There were more thromboembolic events among patients in the study who had undergone valve replacement surgery within a week of starting dabigatran than those treated three months earlier, he noted.
“Low drug levels soon after valve surgery may have allowed for early formation of blood clots that were not clinically manifested until later,” he said. “However, events also occurred among patients with higher trough plasma levels of dabigatran early after surgery, and among subjects in the earlier valve replacement group who had higher plasma levels than the former, suggesting that lower-than-expected drug levels cannot fully explain the increase in the rate of thromboembolic events.”
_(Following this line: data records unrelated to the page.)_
PR #4880, opened 2026-07-08
feat(rewarding,staking): distribute epoch voter reward at GrantEpochReward (IIP-59 PR 3/6)

envestcc:
## Summary

Third PR of the IIP-59 protocol-native voter reward distribution series (spec: iotexproject/iips#73). **Stacked on #4866** — PR 2 freezes the per-epoch commission rate and per-voter weight snapshot; this PR reads that frozen state and splits the epoch reward across the delegate (commission) and their voters, replacing the "credit-all-to-reward-address, let Hermes redistribute" leg for the epoch stream.

- **No behavior change pre-flag.** Gated on `FeatureCtx.NoVoterRewardDistribution` (introduced in PR 1). Legacy path — `grantToAccount(rewardAddr, epochReward)` + `EPOCH_REWARD` log — still runs when the flag is set, when the candidate is missing/unresolvable, when commission rate is zero, or when `Identity` is empty.
- **What's new**:
  - `distributeVoterReward(ctx, sm, cand, rewardAddr, total, blkHeight, actionHash) → (logs, handled, err)` in `action/protocol/rewarding/voter_reward.go`. Called once per delegate from the existing `GrantEpochReward` loop; `handled=false` means "not eligible, run the legacy path."
  - `RewardLog` proto grows two enums: `VOTER_REWARD = 5` and `DELEGATE_COMMISSION = 6`. Legacy paths keep emitting `EPOCH_REWARD`.
  - Exported test helper `staking.WriteVoterWeightSnapshotForTest` so rewarding-package tests can seed a per-candidate snapshot without spinning up bucket state.

## Reward math

Given `total = epochReward_for_this_delegate`, snapshot `[(voter_i, weight_i)]` sorted by voter address bytes, and `rate ∈ [0, 10000]` basis points:

```
commission = total * rate / commissionRateDenominator          // 10000 bps
voterPool  = total - commission
voter_i_amt = voterPool * weight_i / Σ weight_j                 // floor
dust        = voterPool - Σ voter_i_amt                         // integer-division remainder
delegate    = commission + dust                                 // dust folds into commission line
```

Conservation: `Σ voter_i_amt + delegate == total`, exact to the wei. Emits one `VOTER_REWARD` log per positive voter share (skips zero-weight voters entirely) and one `DELEGATE_COMMISSION` log per delegate that took the IIP-59 path.

Degenerate cases:
- `rate == 10000` (100% commission) or `Σ weight == 0` → single `DELEGATE_COMMISSION` log for the full amount, no voter logs. This matches the "no voters snapshotted" reality.
- Snapshot missing (`ErrStateNotExist`) → same degenerate branch, delegate keeps everything.

## Legacy fallback triggers

`distributeVoterReward` returns `handled=false` (caller runs the existing `grantToAccount` + `EPOCH_REWARD` log path) when any of:
- `fCtx.NoVoterRewardDistribution` is set (pre-flag).
- `cand == nil` (no candidate object passed).
- `cand.CommissionRate == 0`.
- `cand.Identity == ""` (unresolvable).

Everything else — `rate > 10000`, `Identity` fails to parse, `rewardAddr == nil`, snapshot read error other than `ErrStateNotExist` — is a hard error and propagates. Silent legacy fallback would mask a real misconfiguration.

## `GrantEpochReward` wiring

`splitEpochReward` return signature widens from 3-tuple → 4-tuple (add `[]*state.Candidate` aligned by index with `addrs`/`amounts`) so the reward loop has the full `state.Candidate` for the commission-rate lookup. The loop:

```go
for i, addr := range addrs {
    logs, handled, err := p.distributeVoterReward(ctx, sm, candidates[i], addr, amounts[i], blkHeight, actionHash)
    if err != nil { return err }
    if handled {
        rewardLogs = append(rewardLogs, logs...)
        continue
    }
    // legacy: grantToAccount + EPOCH_REWARD log
}
```

**Fix vs. PoC**: the PoC passed `state.Candidate.Address` (operator) to `CandidateByIdentifier`, which expects an `Identity`. Now the loop passes the whole `*state.Candidate` pointer, no field confusion.

## Tests

`voter_reward_test.go` — 16 cases across:
- Legacy fallback: flag off, `nil cand`, `rate=0`, empty identity → assert no state change, `handled=false`.
- Invalid input: `rate > 10000`, unparseable identity, `nil rewardAddr` → assert error propagates.
- No-voter degenerate: no snapshot / snapshot with all-zero weights → single `DELEGATE_COMMISSION` log, delegate credited full amount.
- 100% commission → same degenerate path via the rate branch.
- Even split: 3 equal-weight voters → assert 4 logs (3 `VOTER_REWARD` + 1 `DELEGATE_COMMISSION`), ordering, exact per-voter amount, delegate = commission + 0 dust.
- Dust folding: weights `1:2:4` (sum 7), 1000 IOTX at 5% → `commission=50`, per-voter `{135, 271, 542}` sum 948, dust 2, delegate = 52. Every field asserted.
- Zero-weight voter skipped: 3 voters weighted `w:0:w` → 2 `VOTER_REWARD` logs, middle voter no log and no state credit.

Plus `staking.WriteVoterWeightSnapshotForTest` — thin exported wrapper over the internal snapshot writer (inlines `sort.Slice(entries, ...)` since the internal `sortSnapshotEntries` helper isn't exported and PR 2 didn't need it externally). Used only by tests; zero production callers.

## Test plan

- [x] `go build ./...`
- [x] `go vet ./action/protocol/rewarding/... ./action/protocol/staking/...`
- [x] `go test ./action/protocol/rewarding/... -count=1` — full suite green (50/50 rewarding + new voter_reward suite).
- [x] `go test ./action/protocol/staking/... -count=1` — no regression. Known darwin/arm64 `gomonkey` flake in `TestProtocol_FetchBucketAndValidate/validate_owner` when the full package runs; the same test passes 3× when run alone. Unrelated to this PR (reproduces on `master`).
- [ ] Cross-flag matrix at real block heights — deferred to PR 5's e2e determinism harness.

## Series roadmap

- PR 2: #4866 — incremental voter weight view + snapshot @ `PutPollResult`
- **PR 3 (this PR)**: voter reward distribution (epoch path)
- PR 4: block reward folding — pending pool credited at block, drained at epoch via this PR's helper


envestcc:

PR #4910, opened 2026-07-10
[evm] fix corrupted SELFDESTRUCT transaction log amount

envestcc:
## What

Fixes a bug where the `IN_CONTRACT_TRANSFER` transaction log recorded for a `SELFDESTRUCT` carries the wrong amount.

`generateSelfDestructTransferLog` stored `stateDB.lastAddBalanceAmount` — a `*big.Int` — directly into the transaction log:

```go
Amount: stateDB.lastAddBalanceAmount,
```

That `big.Int` is mutated in place (`SetBytes`/`SetUint64`) by **every subsequent `AddBalance`**. In particular, right after the EVM returns, `ExecuteContract` refunds the gas deposit via `stateDB.AddBalance(origin, depositGas*gasPrice, …)`. Since `SELFDESTRUCT` is the last transfer inside the EVM frame, that gas-refund `AddBalance` runs *after* the self-destruct log was recorded and overwrites the aliased `big.Int` — so the already-recorded log ends up reporting the **gas-refund amount** instead of the value actually transferred to the beneficiary.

In addition, clots can be triggered by exposure of the blood to the artificial surface of artificial valve leaflets and the sewing ring used to attach the mechanical valves, which can activate the contact pathway of coagulation. In fact, most clots appear to have arisen from the sewing ring, he said.
IS WARFARIN DEAD?
“These newer, novel anticlotting drugs are better blood thinners, but we still see more patients on warfarin than anything else, probably because it only has to be taken once each day,” said Christopher Ellis, MD, assistant professor of medicine at Vanderbilt Heart and Vascular Institute at the Vanderbilt University Medical Center in Nashville, who has conducted clinical research on the use of dabigatran to reduce stroke and thromboembolism during left atrial catheter ablation for atrial fibrillation.
Yet something about using dabigatran as a blood thinner in mechanical heart valve procedures remains poorly understood, he told Neurology Today in a telephone interview.
“I find it confusing that dabigatran has shown to be superior to warfarin in preventing strokes when used for several other indications, but apparently not with mechanical valves, so this is a setback — a black eye for these novel anticoagulants. For now, I think this ends the testing of newer thinners for mechanical valve replacement. In this trial, there were more ischemic strokes in dabigatran patients, but that could have been a timing issue because many patients had recently undergone valve replacement surgery. Also, some of the patients may have missed a dose.”
He noted that mechanical valves may not be necessary for many patients due to increasing use of replacement valves from pigs and cows, which are quickly coated with endothelial cells and do not require anticoagulant therapy.
“Except for mechanical heart valves, where I believe there may be some as yet unknown reaction, dabigatran seems to work better than warfarin. I think the researchers thought that it would be a slam-dunk, so these findings come as a surprise.”
The biggest question, he noted, is what issues may arise with the use of other new and experimental anticoagulants.